她唇角挂着淡淡的笑意,很浅、微凉,还有几分拒人千里之外的疏离,但恰恰如此,更引得在场的男人热情相随,越是骄傲的女人,便越是能激出男人的征服欲。
试想,若能摘下这多高岭之花,那是多快意的美事?
于是乎,男人都不矜持的围了上去,各种的献殷勤、套近乎,陆芙蓉不冷不热的应付着,没有得意,也无不耐,倒像是对待一桩工作,只求完成了事。

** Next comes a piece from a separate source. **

PR #1083, opened 2019-07-02
Implementing two attacks using tensorflow 2.0

MyRespect:
1. adding CarliniWagnerL2 attack using tensorflow2.0 according to the authors' original source code.
2. adding DeepFool attack using tensorflow2.0 according to the authors' original source code.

远处,梁玉姗笑着对自己的男人道,“二妹果然不负雍城四美的称号,你看这一出来,就把所有男人的眼神都给吸走了,爸妈这回该放心了。”
陆明瑾点点头,欣慰道,“这样最好,我原本还怕芙蓉那性子不肯配合,到时候甩脸子给来的客人看就不美了,看来,她心里还是明白的。”
“嗯,二妹虽说嘴上硬些,但身为陆家女,她哪能不知道自己身上的责任呢。”
梁玉姗说这话时,脸上带着笑,可心里却有几分凉意,没嫁到陆家来时,她是真想不到会这样,以为那些传言多半是言过其实,一个繁衍几百年的大家族怎么可能会做出如此掉价的事?
然而,事实就是如此,由不得她不信。
越是漂亮的外表,掩饰着的越是苍夷不堪,谁能想到原本辉煌的陆家如今沦落到‘卖女’的境地?可惜,她知道的太晚了,已经入了坑,便是挣扎不出去了。
陆明瑾不知道自己女人的心理活动,他环视了下四周,微蹙着眉头,略有些遗憾的道,“就是可惜,今晚来的人里没几个真正有分量的。”
鱼饵抛出去了,鱼也都游过来了,但是其中没有值得拉杆的大鱼,那又有什么意义?
闻言,梁玉姗也不知道说什么好,心里则在想,依着陆家如今的地位,能来这些已经算不错了,毕竟豪门四大家里,韩家已经来人了,撑起些场面,楚家从来不喜抛头露面,而钟家的那双儿女都在国外,他们来不了没人会说什么,难道还能奢望汉水院的那些公子爷大驾光临?
那陆家得多大的脸?
陆明瑾倒也不会没有这点自知之明,他低声道,“赵家那位二少爷还没来。”
那位,目前可是在雍城,也没听说最近有什么重大活动,若是今晚不来,可就是拨了陆家的面子,摆明对陆家的女儿无意,这可不是光彩的事儿。
梁玉珊听到这话,不免跟着有些忧虑起来,公婆的心思她还是知道几分的,铃兰已经依附上韩家,接下来就是芙蓉,对她,他们的期待一点不比铃兰少,虽然不敢肖想汉水院里的贵人们,但豪门四大家还是能攀的起,这其中,考虑最多的就是赵家那位二少爷。
可若是人家今晚不来,那就彻底没戏了。